• _Directions for this task_:
Where in the data does the word "though" appear? Find those lines and copy them.

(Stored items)
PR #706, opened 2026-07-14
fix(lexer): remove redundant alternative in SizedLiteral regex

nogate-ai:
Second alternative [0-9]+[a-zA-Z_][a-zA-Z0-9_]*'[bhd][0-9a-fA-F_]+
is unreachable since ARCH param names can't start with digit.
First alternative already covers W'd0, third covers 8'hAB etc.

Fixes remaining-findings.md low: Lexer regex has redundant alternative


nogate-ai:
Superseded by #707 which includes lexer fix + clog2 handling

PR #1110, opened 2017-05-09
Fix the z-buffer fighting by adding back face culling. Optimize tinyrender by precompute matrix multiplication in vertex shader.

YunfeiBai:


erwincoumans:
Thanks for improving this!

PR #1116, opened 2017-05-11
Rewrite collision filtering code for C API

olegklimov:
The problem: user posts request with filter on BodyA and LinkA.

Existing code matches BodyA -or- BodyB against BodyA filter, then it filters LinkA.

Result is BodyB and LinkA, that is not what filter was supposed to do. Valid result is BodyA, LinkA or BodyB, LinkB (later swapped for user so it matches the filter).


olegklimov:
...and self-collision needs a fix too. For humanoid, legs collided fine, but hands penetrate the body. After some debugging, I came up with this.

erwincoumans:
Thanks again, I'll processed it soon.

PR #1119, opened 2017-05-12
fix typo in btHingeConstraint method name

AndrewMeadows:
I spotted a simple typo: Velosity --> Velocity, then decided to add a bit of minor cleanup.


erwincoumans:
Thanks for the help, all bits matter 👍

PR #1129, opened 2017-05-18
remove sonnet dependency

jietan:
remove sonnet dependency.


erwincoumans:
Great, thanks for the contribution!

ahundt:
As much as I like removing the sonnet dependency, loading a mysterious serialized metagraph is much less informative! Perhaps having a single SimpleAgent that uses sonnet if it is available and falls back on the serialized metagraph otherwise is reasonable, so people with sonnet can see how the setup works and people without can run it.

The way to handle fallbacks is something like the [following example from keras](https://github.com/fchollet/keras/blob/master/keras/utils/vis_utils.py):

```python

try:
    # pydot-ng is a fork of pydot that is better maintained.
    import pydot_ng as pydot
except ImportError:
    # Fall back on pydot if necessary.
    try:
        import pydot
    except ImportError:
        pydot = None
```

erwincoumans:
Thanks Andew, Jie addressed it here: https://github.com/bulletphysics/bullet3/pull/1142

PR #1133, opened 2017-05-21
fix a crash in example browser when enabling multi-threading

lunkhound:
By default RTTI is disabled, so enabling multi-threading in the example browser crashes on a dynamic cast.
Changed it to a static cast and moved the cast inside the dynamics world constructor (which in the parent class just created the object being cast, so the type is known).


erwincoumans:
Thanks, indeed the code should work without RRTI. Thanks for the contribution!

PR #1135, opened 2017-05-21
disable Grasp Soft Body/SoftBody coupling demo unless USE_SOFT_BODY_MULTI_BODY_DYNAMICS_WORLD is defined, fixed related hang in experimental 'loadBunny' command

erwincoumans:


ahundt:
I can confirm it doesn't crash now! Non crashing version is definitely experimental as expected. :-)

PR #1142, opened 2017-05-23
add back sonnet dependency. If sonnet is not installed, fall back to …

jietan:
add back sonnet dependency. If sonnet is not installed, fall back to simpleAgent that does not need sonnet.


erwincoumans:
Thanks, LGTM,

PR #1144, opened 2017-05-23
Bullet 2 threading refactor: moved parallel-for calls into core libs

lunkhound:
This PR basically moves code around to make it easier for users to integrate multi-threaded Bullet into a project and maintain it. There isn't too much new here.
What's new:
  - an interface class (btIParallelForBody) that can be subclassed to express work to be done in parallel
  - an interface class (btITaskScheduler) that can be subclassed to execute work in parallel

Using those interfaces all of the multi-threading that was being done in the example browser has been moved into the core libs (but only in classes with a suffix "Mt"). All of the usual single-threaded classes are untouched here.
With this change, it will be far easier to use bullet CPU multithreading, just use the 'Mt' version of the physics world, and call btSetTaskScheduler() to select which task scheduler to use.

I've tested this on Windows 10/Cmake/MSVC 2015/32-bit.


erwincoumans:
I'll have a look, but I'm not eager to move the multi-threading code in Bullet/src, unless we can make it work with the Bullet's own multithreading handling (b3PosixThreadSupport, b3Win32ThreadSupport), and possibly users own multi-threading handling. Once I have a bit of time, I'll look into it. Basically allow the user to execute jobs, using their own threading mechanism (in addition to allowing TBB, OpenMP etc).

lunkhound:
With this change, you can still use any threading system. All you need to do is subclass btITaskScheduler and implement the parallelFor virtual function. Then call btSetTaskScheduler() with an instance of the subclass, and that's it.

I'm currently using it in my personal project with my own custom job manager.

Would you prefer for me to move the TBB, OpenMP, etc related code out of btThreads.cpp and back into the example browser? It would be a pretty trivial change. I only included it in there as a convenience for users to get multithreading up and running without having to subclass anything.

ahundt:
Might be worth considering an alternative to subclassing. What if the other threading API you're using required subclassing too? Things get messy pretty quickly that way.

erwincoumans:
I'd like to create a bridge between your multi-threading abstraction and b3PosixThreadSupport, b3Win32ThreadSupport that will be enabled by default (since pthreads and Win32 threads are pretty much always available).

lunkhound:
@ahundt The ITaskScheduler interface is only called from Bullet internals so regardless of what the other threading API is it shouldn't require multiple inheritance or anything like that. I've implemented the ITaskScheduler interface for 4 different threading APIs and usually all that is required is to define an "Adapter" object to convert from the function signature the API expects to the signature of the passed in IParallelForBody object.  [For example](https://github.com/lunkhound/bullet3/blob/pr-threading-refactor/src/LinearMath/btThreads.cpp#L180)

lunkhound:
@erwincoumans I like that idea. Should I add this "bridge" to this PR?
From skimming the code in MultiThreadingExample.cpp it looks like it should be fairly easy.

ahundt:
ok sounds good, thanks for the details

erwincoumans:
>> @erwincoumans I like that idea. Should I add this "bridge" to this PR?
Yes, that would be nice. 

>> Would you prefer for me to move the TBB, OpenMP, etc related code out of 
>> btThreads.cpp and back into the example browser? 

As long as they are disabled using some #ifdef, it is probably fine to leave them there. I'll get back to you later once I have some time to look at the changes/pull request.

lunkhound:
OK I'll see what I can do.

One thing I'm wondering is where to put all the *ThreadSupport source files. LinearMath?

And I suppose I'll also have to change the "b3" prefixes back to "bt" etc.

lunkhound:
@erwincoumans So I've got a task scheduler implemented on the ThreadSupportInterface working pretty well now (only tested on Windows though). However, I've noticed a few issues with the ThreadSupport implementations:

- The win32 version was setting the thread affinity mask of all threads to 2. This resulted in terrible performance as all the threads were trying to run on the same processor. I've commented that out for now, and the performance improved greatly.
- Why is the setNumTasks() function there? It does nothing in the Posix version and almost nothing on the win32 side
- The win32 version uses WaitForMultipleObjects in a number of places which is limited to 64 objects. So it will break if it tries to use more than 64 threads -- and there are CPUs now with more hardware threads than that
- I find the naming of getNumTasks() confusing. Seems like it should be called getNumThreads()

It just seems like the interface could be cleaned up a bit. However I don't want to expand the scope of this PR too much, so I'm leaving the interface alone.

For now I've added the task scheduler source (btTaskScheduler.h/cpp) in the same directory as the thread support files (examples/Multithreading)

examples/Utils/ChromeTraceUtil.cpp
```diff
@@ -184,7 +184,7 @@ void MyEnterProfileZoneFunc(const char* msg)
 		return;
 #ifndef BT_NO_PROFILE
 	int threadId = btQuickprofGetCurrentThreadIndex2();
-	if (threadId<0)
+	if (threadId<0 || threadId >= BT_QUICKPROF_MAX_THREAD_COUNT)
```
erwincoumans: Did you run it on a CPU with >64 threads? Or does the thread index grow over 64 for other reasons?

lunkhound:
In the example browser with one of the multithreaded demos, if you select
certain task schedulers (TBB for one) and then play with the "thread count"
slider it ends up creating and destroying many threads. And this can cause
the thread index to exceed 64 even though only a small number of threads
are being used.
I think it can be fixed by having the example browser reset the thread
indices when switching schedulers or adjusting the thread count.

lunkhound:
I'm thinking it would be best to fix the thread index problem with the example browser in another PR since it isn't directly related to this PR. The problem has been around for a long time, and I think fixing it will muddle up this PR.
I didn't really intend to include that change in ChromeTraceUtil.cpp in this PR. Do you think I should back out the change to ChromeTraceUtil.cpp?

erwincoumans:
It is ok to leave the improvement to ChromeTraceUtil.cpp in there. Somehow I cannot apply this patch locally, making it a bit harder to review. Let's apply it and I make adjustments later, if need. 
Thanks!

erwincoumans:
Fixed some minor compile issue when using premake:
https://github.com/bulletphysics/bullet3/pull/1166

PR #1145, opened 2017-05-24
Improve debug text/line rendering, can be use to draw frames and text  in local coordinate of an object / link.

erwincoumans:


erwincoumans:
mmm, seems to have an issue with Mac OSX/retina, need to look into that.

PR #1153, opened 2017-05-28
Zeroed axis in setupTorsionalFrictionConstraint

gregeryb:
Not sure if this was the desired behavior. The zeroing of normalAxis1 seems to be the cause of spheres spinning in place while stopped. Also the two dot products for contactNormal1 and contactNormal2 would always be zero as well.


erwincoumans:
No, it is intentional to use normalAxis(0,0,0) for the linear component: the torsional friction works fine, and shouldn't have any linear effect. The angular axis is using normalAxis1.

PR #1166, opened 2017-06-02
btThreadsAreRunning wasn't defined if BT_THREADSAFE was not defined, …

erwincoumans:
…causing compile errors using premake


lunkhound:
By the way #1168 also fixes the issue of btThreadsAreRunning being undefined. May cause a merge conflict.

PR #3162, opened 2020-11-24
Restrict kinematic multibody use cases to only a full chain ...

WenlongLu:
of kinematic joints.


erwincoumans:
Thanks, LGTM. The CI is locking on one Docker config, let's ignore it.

• _Exercise answer_:
@erwincoumans So I've got a task scheduler implemented on the ThreadSupportInterface working pretty well now (only tested on Windows though). However, I've noticed a few issues with the ThreadSupport implementations:
the thread index to exceed 64 even though only a small number of threads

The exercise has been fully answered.